##### Records for the exercise
Issue #3555, opened 2024-05-04
Use non-deterministic precision for float operations that do not have guaranteed precision


RalfJung:
As per https://github.com/rust-lang/rust/pull/124609, these operations behave non-deterministically, so we should implement that in Miri. The `apply_random_float_error` function (currently only used for x86 intrinsics) could be used to do that.

RalfJung:
This should also be used for fast-math and "algebraic" float operations.

LorrensP-2158466:
Hi, i would like to try this. I have 2 questions though. Do you mean that we should add the float_error to this part of the code?

https://github.com/rust-lang/miri/blob/95558badc942353582b742b30950412d46d69a06/src/intrinsics/mod.rs#L247C1-L263C18

And should we use the same magnitude as the x86 instrinics? https://github.com/rust-lang/miri/blob/95558badc942353582b742b30950412d46d69a06/src/shims/x86/mod.rs#L413

RalfJung:
Yes, all of those there except for sqrt should apply a float error.

There's no fixed value for the magnitude of the error so we might as well pick the same as the x86 intrinsic.

LorrensP-2158466:
Hi, I think I successfully implemented it for all but 2 match arms because I don't know how to do it nicely. It is about the `f*_algebraic` operations:
```rust
  | "fadd_algebraic"
  | "fsub_algebraic"
  | "fmul_algebraic"
  | "fdiv_algebraic"
  | "frem_algebraic"
  => {
      let [a, b] = check_arg_count(args)?;
      let a = this.read_immediate(a)?;
      let b = this.read_immediate(b)?;
      let op = match intrinsic_name {
          "fadd_algebraic" => mir::BinOp::Add,
          "fsub_algebraic" => mir::BinOp::Sub,
          "fmul_algebraic" => mir::BinOp::Mul,
          "fdiv_algebraic" => mir::BinOp::Div,
          "frem_algebraic" => mir::BinOp::Rem,
          _ => bug!(),
      };
      let res = this.binary_op(op, &a, &b)?;
      // `binary_op` already called `generate_nan` if necessary.
      this.write_immediate(*res, dest)?;
  }
```
I don't know how I can nicely implement this.
I thought about converting to a scalar int `to_scalar_int()` and then matching on the float type converting to that type, applying the error, and then writing the scalar. But maybe there is a better way?

And the `f*_fast` operation. It says this in the code:
[...]

PR #3596, opened 2024-05-11
support `f*_algebraic`

bend-n:
supports the [`f*_algebraic`](https://doc.rust-lang.org/std/intrinsics/fn.fadd_algebraic.html) intrinsics.

### DIFF
--- a/src/intrinsics/mod.rs
+++ b/src/intrinsics/mod.rs
@@ -256,6 +256,28 @@ pub trait EvalContextExt<'mir, 'tcx: 'mir>: crate::MiriInterpCxExt<'mir, 'tcx> {
                 let res = this.adjust_nan(res, &[f]);
                 this.write_scalar(res, dest)?;
             }
+            #[rustfmt::skip]
+            | "fadd_algebraic"
+            | "fsub_algebraic"
+            | "fmul_algebraic"
+            | "fdiv_algebraic"
+            | "frem_algebraic"
+            => {
+                let [a, b] = check_arg_count(args)?;
+                let a = this.read_immediate(a)?;
+                let b = this.read_immediate(b)?;
+                let op = match intrinsic_name {
+                    "fadd_algebraic" => mir::BinOp::Add,
+                    "fsub_algebraic" => mir::BinOp::Sub,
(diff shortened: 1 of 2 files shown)


RalfJung:
Thanks!

This should use `adjust_nan` to avoid making any guarantees about the NaNs being returned.

Ideally, we'd also not return the *exact* result but perturb it a bit, to drive home the point that these operations are non-deterministic. But the existing fast-math intrinsics don't do that either so we can leave that to https://github.com/rust-lang/miri/issues/3555.

tests/pass/float_algebraic_math.rs
RalfJung, line 1: Please put the test into the `tests/pass/intrinsics` folder.

bend-n:
> This should use `adjust_nan` to avoid making any guarantees about the NaNs being 

the comment on `f*_fast` says that `wrapping_binary_op` already calls `generate_nan`?

RalfJung:
>      the comment on f*_fast says that wrapping_binary_op already calls generate_nan?

Ah, you're right, thanks!

src/intrinsics/mod.rs
```diff
@@ -256,6 +256,27 @@ pub trait EvalContextExt<'mir, 'tcx: 'mir>: crate::MiriInterpCxExt<'mir, 'tcx> {
...
+                let b = this.read_immediate(b)?;
+                let op = match intrinsic_name {
+                    "fadd_algebraic" => mir::BinOp::Add,
+                    "fsub_algebraic" => mir::BinOp::Sub,
+                    "fmul_algebraic" => mir::BinOp::Mul,
+                    "fdiv_algebraic" => mir::BinOp::Div,
+                    "frem_algebraic" => mir::BinOp::Rem,
+                    _ => bug!(),
+                };
+                let res = this.wrapping_binary_op(op, &a, &b)?;
```
RalfJung, line 277:
```suggestion
                let res = this.wrapping_binary_op(op, &a, &b)?;
                // `wrapping_binary_op` already called `generate_nan` if needed.
```

RalfJung:
Thanks, looks good. :)

Please squash the commits.

PR #3599, opened 2024-05-11
Don't print unnecessary sysroot messages

saethlin:
Currently, when running `cargo miri setup`, we always print that a sysroot is being prepared, even if we just bail out of building after checking the hash. So that message is wrong; we didn't actually prepare a sysroot.

We also always print the preparing message for `cargo miri run`, even if no sysroot is prepared.

With this PR, `cargo miri run` prints no sysroot messages when an existing one is reused, and when a redundant `cargo miri setup` is requested, we print:
```
A sysroot for Miri is already available in `/home/ben/.cache/miri`.
```

### DIFF
--- a/cargo-miri/src/setup.rs
+++ b/cargo-miri/src/setup.rs
@@ -6,7 +6,7 @@ use std::fmt::Write;
 use std::path::PathBuf;
 use std::process::{self, Command};
 
-use rustc_build_sysroot::{BuildMode, SysrootBuilder, SysrootConfig};
+use rustc_build_sysroot::{BuildMode, SysrootBuilder, SysrootConfig, SysrootStatus};
 use rustc_version::VersionMeta;
 
 use crate::util::*;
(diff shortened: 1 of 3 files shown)


cargo-miri/src/setup.rs
```diff
@@ -137,32 +137,51 @@ pub fn setup(
...
-        // Be silent.
-    } else {
-        let mut msg = String::new();
-        write!(msg, "Preparing a sysroot for Miri (target: {target})").unwrap();
-        if verbose > 0 {
-            write!(msg, " in {}", sysroot_dir.display()).unwrap();
-        }
-        write!(msg, "...").unwrap();
-        if only_setup {
+    let mut msg = String::new();
```
RalfJung, line 140: This is only needed inside the closure, it seems? Does it have to be computed outside?

cargo-miri/src/setup.rs
```diff
@@ -137,32 +137,51 @@ pub fn setup(
...
         .sysroot_config(sysroot_config)
         .rustflags(rustflags)
         .cargo(cargo_cmd)
-        .build_from_source(&rust_src)
-        .unwrap_or_else(|err| {
+        .when_build_required(notify)
+        .build_from_source(&rust_src);
+    match status {
+        Ok(SysrootStatus::AlreadyCached) =>
+            if only_setup {
```
RalfJung, line 169:
```suggestion
            if only_setup  && !(print_sysroot || quiet) {
```

cargo-miri/src/setup.rs
saethlin: Constructing the message inside just requires giving the hook a lifetime that's not `'static` inside `rustc-build-sysroot.

saethlin:
Ah, fmt.

RalfJung:
I published a new rustc-build-sysroot, can you update the PR?

RalfJung:
LGTM, thanks!
@bors r+

PR #3600, opened 2024-05-11
Use non-null pointer for size 0 posix memalign

### LINKED ISSUE #3576: Make `malloc(0)` and `posix_memalign(0)` return a non-null pointer

tiif:
Fixes #3576

### DIFF
--- a/tests/pass-dep/libc/libc-mem.rs
+++ b/tests/pass-dep/libc/libc-mem.rs
@@ -190,11 +190,10 @@ fn test_memalign() {
         let align = 64;
         let size = 0;
         assert_eq!(libc::posix_memalign(&mut ptr, align, size), 0);
-        // We are not required to return null if size == 0, but we currently do.
-        // It's fine to remove this assert if we start returning non-null pointers.
-        assert!(ptr.is_null());
+        // Non-null pointer is returned if size == 0.
+        // (This is not a guarantee, it just reflects our current behavior.)
+        assert!(!ptr.is_null());
         assert!(ptr.is_aligned_to(align));
-        // Regardless of what we return, it must be `free`able.
         libc::free(ptr);
     }
 
--- a/src/shims/unix/foreign_items.rs
+++ b/src/shims/unix/foreign_items.rs
@@ -259,16 +259,12 @@ pub trait EvalContextExt<'mir, 'tcx: 'mir>: crate::MiriInterpCxExt<'mir, 'tcx> {
                     let einval = this.eval_libc_i32("EINVAL");
                     this.write_int(einval, dest)?;
                 } else {
-                    if size == 0 {
-                        this.write_null(&ret)?;
-                    } else {
-                        let ptr = this.allocate_ptr(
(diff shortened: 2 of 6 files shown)


tests/pass-dep/libc/libc-mem.rs
```diff
@@ -190,11 +190,10 @@ fn test_memalign() {
         let align = 64;
         let size = 0;
         assert_eq!(libc::posix_memalign(&mut ptr, align, size), 0);
-        // We are not required to return null if size == 0, but we currently do.
-        // It's fine to remove this assert if we start returning non-null pointers.
-        assert!(ptr.is_null());
+        // Non-null pointer is returned if size == 0
+        assert!(!ptr.is_null());
+        //TODO: The line below has caused a leak?
```
tiif, line 195: The test will pass without error when line 196 is commented out, and memory leak is reported when it is included. But I don't think a memory leak should be reported since ``ptr`` is freed afterwards? 

Command used: ``./miri run --dep ./tests/pass-dep/libc/libc-mem.rs``

tests/pass-dep/libc/libc-mem.rs
```diff
@@ -190,11 +190,10 @@ fn test_memalign() {
...
         assert!(ptr.is_aligned_to(align));
-        // Regardless of what we return, it must be `free`able.
         libc::free(ptr);
```
tiif, line 197: The test will pass without error when line 196 is commented out, and memory leak is reported when it is included. But I don't think a memory leak should be reported since ``ptr`` is freed afterwards? 

Command used: ``./miri run --dep ./tests/pass-dep/libc/libc-mem.rs``

tiif:
Wait... I see the problem. ``Align::ONE`` shouldn't be used here.

tests/pass-dep/libc/libc-mem.rs
tiif: Resolved: Align::ONE shouldn't be used here.

tests/pass-dep/libc/libc-mem.rs
```diff
@@ -190,11 +190,9 @@ fn test_memalign() {
         let align = 64;
         let size = 0;
         assert_eq!(libc::posix_memalign(&mut ptr, align, size), 0);
-        // We are not required to return null if size == 0, but we currently do.
-        // It's fine to remove this assert if we start returning non-null pointers.
-        assert!(ptr.is_null());
+        // Non-null pointer is returned if size == 0
```
RalfJung, line 193:
```suggestion
        // Non-null pointer is returned if size == 0.
        // (This is not a guarantee, it just reflects our current behavior.)
```

RalfJung:
LGTM, thanks, just one comment nit.

Then please squash the commits.

tiif:
As always, thanks for the prompt review :)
##########
_Task_:
Count the lines of the data that contain the string "inside", and reply with that number alone.

_Response to the task_:
2